On reflection though, I'll change the constructor from
explicit condition( Mutex * pm = 0 );
to
explicit condition( Mutex * pm );
as it's too easy to accidentally disable checking by not including the
condition in the member init list.
Going back to:
class shared_mutex
{
typedef mutex mutex_t;
typedef condition<unchecked<mutex_t>> cond_t;
mutex_t mut_;
cond_t gate1_;
cond_t gate2_;
unsigned state_;
...
and the L1 cache miss argument for:
class A
{
shared_mutex mx_;
...
};
vector<A> v;
1. The size of shared_mutex, according to your numbers, is 104. If we assume
16 bytes of state in A, this makes sizeof(A) 120. The addition of two
pointers makes it 128. This is a 7% increase, but it also happens to round
up the size of A to 128, which makes it never straddle a cache line, so the
"more bloated" version will actually be faster. Note that I picked the
number 16 before realizing that. :-) If A had 24 bytes of state the two
pointers would of couse be detrimental.
2. I'm having a hard time imagining a program where the L1 cache misses due
to the increased size of A would matter. An object of type A allocates a not
insignificant amount of kernel resources, so it would be hard to keep so
many A's in memory for the +7% L1 misses to show up.

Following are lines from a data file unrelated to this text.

PR #4199, opened 2024-02-04
log error when ReadEntryProcessor IOException

AnonHxy:

### Motivation

Change the log-level to error when `ReadEntryProcessor` throw `IOException`.   The reason is that:
1. `IOException` should not happen frequently，so the error log will not print too much
2. It will be convenient for troubleshooting  if we print the  error log.
3. Also we can see that `ReadEntryProcessorV3` has printed the error log

https://github.com/apache/bookkeeper/blob/dc2bb1dfed38d7f9ad7a29fc92bd907e51af5b21/bookkeeper-server/src/main/java/org/apache/bookkeeper/proto/ReadEntryProcessorV3.java#L233-L236

### Changes

`log.debug` -> `log.error`

### DIFF
--- a/bookkeeper-server/src/main/java/org/apache/bookkeeper/proto/ReadEntryProcessor.java
+++ b/bookkeeper-server/src/main/java/org/apache/bookkeeper/proto/ReadEntryProcessor.java
@@ -105,9 +105,7 @@ class ReadEntryProcessor extends PacketProcessorBase<ReadRequest> {
             }
             errorCode = BookieProtocol.ENOENTRY;
         } catch (IOException e) {
-            if (LOG.isDebugEnabled()) {
-                LOG.debug("Error reading {}", request, e);
-            }
+            LOG.error("Error reading {}", request, e);
             errorCode = BookieProtocol.EIO;
         } catch (BookieException.DataUnknownException e) {
             LOG.error("Ledger {} is in an unknown state", request.getLedgerId(), e);


bookkeeper-server/src/main/java/org/apache/bookkeeper/proto/ReadEntryProcessor.java
```diff
@@ -105,9 +105,7 @@ protected void processPacket() {
             }
             errorCode = BookieProtocol.ENOENTRY;
         } catch (IOException e) {
-            if (LOG.isDebugEnabled()) {
-                LOG.debug("Error reading {}", request, e);
-            }
+            LOG.error("IOException while reading {}", request, e);
```
merlimat, line 108: I believe this would print the whole stack trace every time a client gets a connectivity error with any bookie, for each entry that we're trying to read.

AnonHxy: > whole stack trace every time a client gets a connectivity error with any bookie

Thanks for your review @merlimat . But I don't get your point. This method runs only on serever side and probability throw `IOException` if read an entry from storage. So I think it doesn't matter with client print logs

hangc0276: Pring `ledgerId:entryId` instead of the whole request content?

hangc0276 (approved):
Overall LGTM.

bookkeeper-server/src/main/java/org/apache/bookkeeper/proto/ReadEntryProcessor.java
AnonHxy: I think print  whole `request ` is OK.  because `ReadRequest` has overwrite the `toString` method:
https://github.com/apache/bookkeeper/blob/34bd4b38fa13f105608ae4e7b4c749124c271e1e/bookkeeper-server/src/main/java/org/apache/bookkeeper/proto/BookieProtocol.java#L249-L251
@hangc0276

hangc0276: >I believe this would print the whole stack trace every time a client gets a connectivity error with any bookie, for each entry that we're trying to read.

If the target entry does not exist on the bookie, it will throw NoLedgerException or NoEntryException and won't go into this code path. @merlimat Do you have any concern?

horizonzy: > > I believe this would print the whole stack trace every time a client gets a connectivity error with any bookie, for each entry that we're trying to read.
> 
> If the target entry does not exist on the bookie, it will throw NoLedgerException or NoEntryException and won't go into this code path. @merlimat Do you have any concern?

The NoLedgerException and NoEntryException extend IOException, it should be caught.

horizonzy (approved):
LGTM.

shoothzj:
@merlimat Could you please take a look again?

3. What is sizeof(pthread_rwlock_t) on your platform? Is it not something
like 48-56? This is half the size of the above shared_mutex, so users who
are L1 cache miss conscious will not use the shared_mutex anyway.
4. The vector v would need to be protected by its own rwlock as well since
you can't reallocate it while someone is accessing the A's, which creates a
central bottleneck. vector< shared_ptr<A> > does not suffer from this
problem as you can reallocate it while someone is holding a reference to an
element in the form of shared_ptr.
5. If optimizing the L1 cache friendliness of shared_mutex is an important
goal, I would consider moving the conditions to the heap as they aren't
accessed on the fast path.
class shared_mutex
{
mutex mx_;
unsigned state_;
void * rest_;
};
I know that your actual shared_mutex will use atomics on state_, so you
could even be able to make
class shared_mutex
{
unsigned state_; // , state2_?
void * rest_;
};
work. Uncontended access now doesn't touch *rest_ and L1 cache misses are a
fraction of what they used to be. Contended access does cause more cache
misses, but this is shadowed by the cost of the contention.